Records shown:

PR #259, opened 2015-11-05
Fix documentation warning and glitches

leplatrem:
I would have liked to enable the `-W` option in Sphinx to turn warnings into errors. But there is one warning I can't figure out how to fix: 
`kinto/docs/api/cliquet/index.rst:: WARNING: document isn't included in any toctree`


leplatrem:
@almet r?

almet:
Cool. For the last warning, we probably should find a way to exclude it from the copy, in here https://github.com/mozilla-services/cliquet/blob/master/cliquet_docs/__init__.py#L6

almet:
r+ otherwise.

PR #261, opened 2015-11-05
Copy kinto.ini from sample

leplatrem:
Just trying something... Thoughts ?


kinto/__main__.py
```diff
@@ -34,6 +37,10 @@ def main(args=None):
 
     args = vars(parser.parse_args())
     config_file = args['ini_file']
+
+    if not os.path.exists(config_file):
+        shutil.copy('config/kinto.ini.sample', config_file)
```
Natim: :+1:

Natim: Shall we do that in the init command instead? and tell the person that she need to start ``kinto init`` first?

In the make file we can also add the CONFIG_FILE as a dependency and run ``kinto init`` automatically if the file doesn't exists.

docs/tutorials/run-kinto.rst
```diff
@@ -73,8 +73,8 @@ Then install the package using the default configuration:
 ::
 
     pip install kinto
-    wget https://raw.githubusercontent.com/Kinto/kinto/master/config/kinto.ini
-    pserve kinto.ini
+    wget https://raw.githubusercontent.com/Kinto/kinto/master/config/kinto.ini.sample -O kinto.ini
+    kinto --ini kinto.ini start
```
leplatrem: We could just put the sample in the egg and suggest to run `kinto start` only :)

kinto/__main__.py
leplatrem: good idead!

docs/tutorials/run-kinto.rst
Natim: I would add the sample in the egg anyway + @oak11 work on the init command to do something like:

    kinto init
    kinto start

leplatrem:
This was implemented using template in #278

Exercise instructions: Transcribe the listing. Every line must match exactly.

Result of this exercise:
PR #259, opened 2015-11-05
Fix documentation warning and glitches

leplatrem:
I would have liked to enable the `-W` option in Sphinx to turn warnings into errors. But there is one warning I can't figure out how to fix: 
`kinto/docs/api/cliquet/index.rst:: WARNING: document isn't included in any toctree`


leplatrem:
@almet r?

almet:
Cool. For the last warning, we probably should find a way to exclude it from the copy, in here https://github.com/mozilla-services/cliquet/blob/master/cliquet_docs/__init__.py#L6

almet:
r+ otherwise.

PR #261, opened 2015-11-05
Copy kinto.ini from sample

leplatrem:
Just trying something... Thoughts ?


kinto/__main__.py
```diff
@@ -34,6 +37,10 @@ def main(args=None):
 
     args = vars(parser.parse_args())
     config_file = args['ini_file']
+
+    if not os.path.exists(config_file):
+        shutil.copy('config/kinto.ini.sample', config_file)
```
Natim: :+1:

Natim: Shall we do that in the init command instead? and tell the person that she need to start ``kinto init`` first?

In the make file we can also add the CONFIG_FILE as a dependency and run ``kinto init`` automatically if the file doesn't exists.

docs/tutorials/run-kinto.rst
```diff
@@ -73,8 +73,8 @@ Then install the package using the default configuration:
 ::
 
     pip install kinto
-    wget https://raw.githubusercontent.com/Kinto/kinto/master/config/kinto.ini
-    pserve kinto.ini
+    wget https://raw.githubusercontent.com/Kinto/kinto/master/config/kinto.ini.sample -O kinto.ini
+    kinto --ini kinto.ini start
```
leplatrem: We could just put the sample in the egg and suggest to run `kinto start` only :)

kinto/__main__.py
leplatrem: good idead!

docs/tutorials/run-kinto.rst
Natim: I would add the sample in the egg anyway + @oak11 work on the init command to do something like:

    kinto init
    kinto start

leplatrem:
This was implemented using template in #278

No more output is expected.